**** Material shown ****

PR #358, opened 2019-07-04
Setup work to support style utility components

mperrotti:
There are no visual changes, these are just changes to lower level code (like design tokens) to support the other style utility PRs.

Just check that tests still pass and the code looks good. See other style utility PRs for additional context

### DIFF
--- a/package-lock.json
+++ b/package-lock.json
@@ -987,7 +987,7 @@
       "dependencies": {
         "chalk": {
           "version": "2.3.1",
-          "resolved": "https://registry.npmjs.org/chalk/-/chalk-2.3.1.tgz",
+          "resolved": "http://registry.npmjs.org/chalk/-/chalk-2.3.1.tgz",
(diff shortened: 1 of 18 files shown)


GeorgiSTodorov:
`npm run dist` is failing locally, as well as in CI.
Screenshot from 2019-07-04 10-00-49

package-lock.json
```diff
@@ -10437,9 +10437,9 @@
       }
     },
     "csstype": {
-      "version": "2.6.3",
```
GeorgiSTodorov: Why did we have csstype in package-lock if we are only adding it now?

pierrebeitz: it's a dependency of `@emotion`!

GeorgiSTodorov: That makes sense, I guess.

pierrebeitz: here's a boiled down section of the `package-lock.json` that hopefully makes some sense:

```
```

PR #362, opened 2019-07-04
DCOS-43353: add vertical list components

mperrotti:
Adds components for rendering vertical lists

## Screenshots
Screen Shot 2019-07-04 at 1 46 00 AM

Screen Shot 2019-07-04 at 1 46 25 AM


packages/list/components/List.tsx
```diff
@@ -0,0 +1,35 @@
...
+    | Array<React.ReactElement<HTMLLIElement>>
+    | React.ReactElement<HTMLLIElement>;
+  tag: "ul" | "ol";
+}
+
+interface ListProps extends SharedListProps {
+  /**
+   * The style of the text bullets. See https://www.w3.org/TR/CSS21/generate.html#list-style for more info
+   */
+  markerStyle?: React.CSSProperties["listStyleType"];
```
Poltergeist: Shouldn't this be defined by ui-kit for consistency?

packages/list/components/List.tsx
```diff
@@ -0,0 +1,35 @@
...
+}
+
+const List = (props: ListProps) => {
+  const { children, markerStyle, tag } = props;
+  const StyledList = styled(tag)`
```
Poltergeist: Like before this might belong outside of the function scope.

packages/list/components/BorderedList.tsx
```diff
@@ -0,0 +1,21 @@
+import * as React from "react";
+import { borderedList } from "../style";
+import styled from "react-emotion";
+import { SharedListProps } from "./List";
+import { listReset } from "../../shared/styles/styleUtils";
+
+const BorderedList = (props: SharedListProps) => {
```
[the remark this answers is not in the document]
mperrotti: Yes, this seems better. I'll update other PRs with this too

packages/list/components/BorderedList.tsx
```diff
@@ -0,0 +1,21 @@
...
+  const { tag, children } = props;
+  const StyledList = styled(tag)`
```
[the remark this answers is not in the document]
mperrotti: Thanks for reminding me of that! I'm used to looking for it in the `render` method, but it still applies here

packages/list/components/List.tsx
mperrotti: Yea, we could limit which values we accept in ui-kit

PR #363, opened 2019-07-05
fix(index): add missing components to build

Poltergeist:
This adds components to the index of all packages which will make them build since
`packages/index.ts` is our entry point of typescript compiler.


GeorgiSTodorov:
@Poltergeist , build is failing.

packages/index.ts
```diff
@@ -53,6 +56,7 @@ export {
   SortableHeaderCell,
   NumberCell
 } from "./table";
+export { TabItem, TabTitle, Tabs } from "./tabs";
```
mperrotti: Alphabetized! 😍

Poltergeist: Almost `Tabs` need to be before `TabTitle`.

PR #364, opened 2019-07-09
[spike] refactor(breadcrumb): refactor breadcrumb to reduce iterations

Poltergeist:


pierrebeitz:
are we talking about the loop-iterations here? if so, have we benchmarked stuff and identified that there's a need to optimize the performance of that? 

asking as i think we're sacrificing on readability here a bit.

GeorgiSTodorov:
@pierrebeitz , do you want to block this?

pierrebeitz:
i'm sorry for creating noise in a PR that already has 2 approvals but i really think we should optimize for readability in this case (i'm *pretty* sure we won't have 100000 items in a breadcrumb). 

an `intersperse`-helper (can be easily reused for all sorts of things) was introduced and the way we set our padding has been changed. you might also want to read https://github.com/dcos-labs/ui-kit/pull/364/commits/bca2e57905601bc93b6fa862b7677ec4035c3d23.

sorry for the noise and feel free to just delete that commit again and merge the PR in its previous state if you don't think my arguments make sense.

****

Exercise directions
Word for word, return the entire listing above.

Exercise response
PR #358, opened 2019-07-04
Setup work to support style utility components

mperrotti:
There are no visual changes, these are just changes to lower level code (like design tokens) to support the other style utility PRs.

Just check that tests still pass and the code looks good. See other style utility PRs for additional context

### DIFF
--- a/package-lock.json
+++ b/package-lock.json
@@ -987,7 +987,7 @@
       "dependencies": {
         "chalk": {
           "version": "2.3.1",
-          "resolved": "https://registry.npmjs.org/chalk/-/chalk-2.3.1.tgz",
+          "resolved": "http://registry.npmjs.org/chalk/-/chalk-2.3.1.tgz",
(diff shortened: 1 of 18 files shown)


GeorgiSTodorov:
`npm run dist` is failing locally, as well as in CI.
Screenshot from 2019-07-04 10-00-49

package-lock.json
```diff
@@ -10437,9 +10437,9 @@
       }
     },
     "csstype": {
-      "version": "2.6.3",
```
GeorgiSTodorov: Why did we have csstype in package-lock if we are only adding it now?

pierrebeitz: it's a dependency of `@emotion`!

GeorgiSTodorov: That makes sense, I guess.

pierrebeitz: here's a boiled down section of the `package-lock.json` that hopefully makes some sense:

```
```

PR #362, opened 2019-07-04
DCOS-43353: add vertical list components

mperrotti:
Adds components for rendering vertical lists

## Screenshots
Screen Shot 2019-07-04 at 1 46 00 AM

Screen Shot 2019-07-04 at 1 46 25 AM


packages/list/components/List.tsx
```diff
@@ -0,0 +1,35 @@
...
+    | Array<React.ReactElement<HTMLLIElement>>
+    | React.ReactElement<HTMLLIElement>;
+  tag: "ul" | "ol";
+}
+
+interface ListProps extends SharedListProps {
+  /**
+   * The style of the text bullets. See https://www.w3.org/TR/CSS21/generate.html#list-style for more info
+   */
+  markerStyle?: React.CSSProperties["listStyleType"];
```
Poltergeist: Shouldn't this be defined by ui-kit for consistency?

packages/list/components/List.tsx
```diff
@@ -0,0 +1,35 @@
...
+}
+
+const List = (props: ListProps) => {
+  const { children, markerStyle, tag } = props;
+  const StyledList = styled(tag)`
```
Poltergeist: Like before this might belong outside of the function scope.

packages/list/components/BorderedList.tsx
```diff
@@ -0,0 +1,21 @@
+import * as React from "react";
+import { borderedList } from "../style";
+import styled from "react-emotion";
+import { SharedListProps } from "./List";
+import { listReset } from "../../shared/styles/styleUtils";
+
+const BorderedList = (props: SharedListProps) => {
```
[the remark this answers is not in the document]
mperrotti: Yes, this seems better. I'll update other PRs with this too

packages/list/components/BorderedList.tsx
```diff
@@ -0,0 +1,21 @@
...
+  const { tag, children } = props;
+  const StyledList = styled(tag)`
```
[the remark this answers is not in the document]
mperrotti: Thanks for reminding me of that! I'm used to looking for it in the `render` method, but it still applies here

packages/list/components/List.tsx
mperrotti: Yea, we could limit which values we accept in ui-kit

PR #363, opened 2019-07-05
fix(index): add missing components to build

Poltergeist:
This adds components to the index of all packages which will make them build since
`packages/index.ts` is our entry point of typescript compiler.


GeorgiSTodorov:
@Poltergeist , build is failing.

packages/index.ts
```diff
@@ -53,6 +56,7 @@ export {
   SortableHeaderCell,
   NumberCell
 } from "./table";
+export { TabItem, TabTitle, Tabs } from "./tabs";
```
mperrotti: Alphabetized! 😍

Poltergeist: Almost `Tabs` need to be before `TabTitle`.

PR #364, opened 2019-07-09
[spike] refactor(breadcrumb): refactor breadcrumb to reduce iterations

Poltergeist:


pierrebeitz:
are we talking about the loop-iterations here? if so, have we benchmarked stuff and identified that there's a need to optimize the performance of that? 

asking as i think we're sacrificing on readability here a bit.

GeorgiSTodorov:
@pierrebeitz , do you want to block this?

pierrebeitz:
i'm sorry for creating noise in a PR that already has 2 approvals but i really think we should optimize for readability in this case (i'm *pretty* sure we won't have 100000 items in a breadcrumb). 

an `intersperse`-helper (can be easily reused for all sorts of things) was introduced and the way we set our padding has been changed. you might also want to read https://github.com/dcos-labs/ui-kit/pull/364/commits/bca2e57905601bc93b6fa862b7677ec4035c3d23.

sorry for the noise and feel free to just delete that commit again and merge the PR in its previous state if you don't think my arguments make sense.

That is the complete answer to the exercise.